Stored items from a collection
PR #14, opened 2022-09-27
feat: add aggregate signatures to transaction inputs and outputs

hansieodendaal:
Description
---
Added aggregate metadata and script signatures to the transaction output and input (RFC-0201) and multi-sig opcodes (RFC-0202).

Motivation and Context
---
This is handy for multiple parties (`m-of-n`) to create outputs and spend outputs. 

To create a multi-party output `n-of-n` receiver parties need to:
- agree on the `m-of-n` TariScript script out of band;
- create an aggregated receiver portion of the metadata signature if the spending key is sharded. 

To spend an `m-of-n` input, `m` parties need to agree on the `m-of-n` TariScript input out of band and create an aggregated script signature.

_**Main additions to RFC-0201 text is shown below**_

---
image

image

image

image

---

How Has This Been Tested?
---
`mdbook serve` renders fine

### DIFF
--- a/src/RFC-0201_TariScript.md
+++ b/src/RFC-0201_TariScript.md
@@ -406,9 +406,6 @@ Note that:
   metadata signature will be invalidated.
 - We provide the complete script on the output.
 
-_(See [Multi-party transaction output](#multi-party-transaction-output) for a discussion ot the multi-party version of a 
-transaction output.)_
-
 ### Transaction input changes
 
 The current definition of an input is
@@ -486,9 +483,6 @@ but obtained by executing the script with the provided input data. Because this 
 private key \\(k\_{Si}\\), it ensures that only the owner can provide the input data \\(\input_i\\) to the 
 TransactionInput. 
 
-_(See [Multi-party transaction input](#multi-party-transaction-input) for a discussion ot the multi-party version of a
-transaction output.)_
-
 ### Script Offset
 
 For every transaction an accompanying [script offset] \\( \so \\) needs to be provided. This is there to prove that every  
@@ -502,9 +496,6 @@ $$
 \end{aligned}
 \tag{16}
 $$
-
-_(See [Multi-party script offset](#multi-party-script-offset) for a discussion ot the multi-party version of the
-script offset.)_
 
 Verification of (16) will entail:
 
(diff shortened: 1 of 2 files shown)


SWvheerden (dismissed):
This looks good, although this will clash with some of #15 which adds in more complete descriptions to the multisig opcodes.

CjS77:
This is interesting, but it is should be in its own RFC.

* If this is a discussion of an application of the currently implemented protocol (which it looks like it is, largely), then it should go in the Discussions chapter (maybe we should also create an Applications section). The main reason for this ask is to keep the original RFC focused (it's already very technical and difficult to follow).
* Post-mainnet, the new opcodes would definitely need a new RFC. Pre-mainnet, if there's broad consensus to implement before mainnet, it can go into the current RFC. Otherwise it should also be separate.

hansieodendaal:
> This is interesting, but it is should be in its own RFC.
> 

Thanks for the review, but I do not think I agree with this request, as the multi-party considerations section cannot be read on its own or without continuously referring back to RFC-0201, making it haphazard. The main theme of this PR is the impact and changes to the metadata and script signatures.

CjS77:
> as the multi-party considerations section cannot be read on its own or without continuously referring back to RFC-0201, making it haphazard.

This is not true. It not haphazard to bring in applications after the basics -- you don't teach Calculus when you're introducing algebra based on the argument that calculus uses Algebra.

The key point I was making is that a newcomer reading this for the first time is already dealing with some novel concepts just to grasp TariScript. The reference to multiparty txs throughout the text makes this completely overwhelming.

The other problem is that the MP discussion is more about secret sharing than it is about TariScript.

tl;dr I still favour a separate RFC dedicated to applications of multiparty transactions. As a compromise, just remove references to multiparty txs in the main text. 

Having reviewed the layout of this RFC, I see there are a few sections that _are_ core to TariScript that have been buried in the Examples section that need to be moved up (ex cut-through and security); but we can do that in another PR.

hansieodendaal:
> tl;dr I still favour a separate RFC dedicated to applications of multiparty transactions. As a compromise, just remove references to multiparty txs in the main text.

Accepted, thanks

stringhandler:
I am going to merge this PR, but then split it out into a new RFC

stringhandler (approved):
==
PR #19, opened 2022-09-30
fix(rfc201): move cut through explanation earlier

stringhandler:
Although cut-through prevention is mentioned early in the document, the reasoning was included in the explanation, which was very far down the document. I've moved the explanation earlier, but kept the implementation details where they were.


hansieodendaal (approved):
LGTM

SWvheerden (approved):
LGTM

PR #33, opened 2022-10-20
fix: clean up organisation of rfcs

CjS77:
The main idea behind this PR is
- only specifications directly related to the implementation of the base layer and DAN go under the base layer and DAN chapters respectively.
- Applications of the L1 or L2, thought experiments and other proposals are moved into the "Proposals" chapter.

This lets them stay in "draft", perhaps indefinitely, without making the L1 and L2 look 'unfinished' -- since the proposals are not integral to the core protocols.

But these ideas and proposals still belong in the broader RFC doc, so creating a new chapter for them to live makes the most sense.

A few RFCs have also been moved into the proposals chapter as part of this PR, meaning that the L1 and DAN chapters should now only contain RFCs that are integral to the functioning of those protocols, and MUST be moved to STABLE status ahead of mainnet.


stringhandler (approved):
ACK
--
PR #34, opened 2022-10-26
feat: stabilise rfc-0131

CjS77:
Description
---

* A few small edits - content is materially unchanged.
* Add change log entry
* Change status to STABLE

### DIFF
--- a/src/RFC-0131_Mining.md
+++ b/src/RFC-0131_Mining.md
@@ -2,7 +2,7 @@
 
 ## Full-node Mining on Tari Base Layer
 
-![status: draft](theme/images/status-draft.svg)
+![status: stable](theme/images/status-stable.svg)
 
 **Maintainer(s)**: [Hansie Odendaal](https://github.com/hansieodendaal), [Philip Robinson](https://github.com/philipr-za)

[Task directions]:
Wherever the line holding "PR #14, opened 2022-09-27" falls in the entries above, copy exactly from it through the line holding "- create an", inclusive, and add nothing.

[Exercise solution]:
PR #14, opened 2022-09-27
feat: add aggregate signatures to transaction inputs and outputs

hansieodendaal:
Description
---
Added aggregate metadata and script signatures to the transaction output and input (RFC-0201) and multi-sig opcodes (RFC-0202).

Motivation and Context
---
This is handy for multiple parties (`m-of-n`) to create outputs and spend outputs. 

To create a multi-party output `n-of-n` receiver parties need to:
- agree on the `m-of-n` TariScript script out of band;
- create an aggregated receiver portion of the metadata signature if the spending key is sharded. 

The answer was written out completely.